My schools have gone through a torrid time with burglaries. A low light for me in 2010 was the constant reporting of burglaries. I take stealing from schools very personally, yet i fear that some of them are their own worst enemies (sorry to say this). My colleagues and I have gone around to schools to warn, beg and short of threatening we feel we have done almost everything to get schools to understand the concept of protecting their assets. I feel that
(a) many schools are apathetic by not securing themselves adequately despite our project helping them.
(b) many schools do not report burglaries. I think there is a fear of something….police? departmental officials? Khanya Project? Thieves?…I don’t know
(c) many schools do not claim from insurance for various reasons which includes negligence, inside jobs, lapsed or inadequate policies or just apathy.

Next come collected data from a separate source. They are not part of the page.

PR #5613, opened 2018-09-28
Custom RIG Framework

Mechoid:
I'm starting this off by saying good lord rigs are weird. Okay that's all.
- Adds a Rigsuit customization kit, which uses the same parameters as the suit kit which it is based on. This kit does NOT mask the type of RIG it is, by leaving the components with their original name + 'customized'.
- Adds four custom component DMI files because rigs are annoying and use the same base state name for every piece by core design, and this isn't meant to be hyper intrusive.

https://github.com/PolarisSS13/Custom-Items/pull/119 should be merged after this.


Anewbe:
Have you tested that this works properly? I'm not seeing where things get pointed to the right files.

code/game/objects/items/paintkit.dm
```diff
@@ -149,6 +149,52 @@
 		return
 	return ..()
 
+/obj/item/device/kit/suit/rig
+	name = "rig modification kit"
+	desc = "A kit for modifying a rigsuit."
+	uses = 1
+
+/obj/item/device/kit/suit/rig/customize(var/obj/item/I, var/mob/user)
```
Mechoid: Pointers set here in customize. Only the RIG uses the kit's icon, because they're horrifying and use all the same icon_state. Changing this would mean touching RIGs way more than I'd like, because it's already a streamlined for loop to assign everything the icons/states in multiple places and on creation.

Mechoid:
Tested as much as I physically can with my local stuff.

PR #5624, opened 2018-10-04
Moved all cooking related files into code/module/food

lbnesquik:
Makes for easier searching and everything.


Anewbe:
I would much rather that the file `Chemistry-Reagents-Food_Drinks.dm` stays with the other chemistry code, because the rest of the food code is just a delivery system for said reagents.

lbnesquik:
I dunno, it feels more organised this way given you rarely are looking for beverages at the same time you are coding for medicines. And at the inverse is true. If you insist i'll move it.

Anewbe:
Please do so.

PR #5626, opened 2018-10-05
Move almost everything food related into the kitchen module.

lbnesquik:
Not moving reagents and tools.


lbnesquik:
Oh uh, those two things keep popping up in all of my commits, I usually recall not to push or commit them

lbnesquik:
Resolved @Anewbe

PR #5635, opened 2018-10-05
Fix yes emote not working correctly.

lbnesquik:
It's a lazy fix but it works.


Anewbe:
So if I'm trying to do the `yes` emote, do I need to do `*yes` or `*yess`?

(d) armed response companies have a poor record of response (non-response or poor response). Being on a neighbourhood watch and armed response company network I know what they do and how they do it. The companies that are contracted to the schools are inadequate.
(e) ITcrimes tends to be a reactive concept. After a burglary then something happens. What is good is that they have a very good document that is pro-active.
(f) in the insurance industry there are sharks who make money off the schools but do not provide a proper service
(g) I do not think teachers have enough knowledge to secure their assets and to deal with different security issues which includes insurance.

I think that schools need much more staff than just teachers. There are issues that other administrative staff can deal with so that teachers can get on with the job of teaching.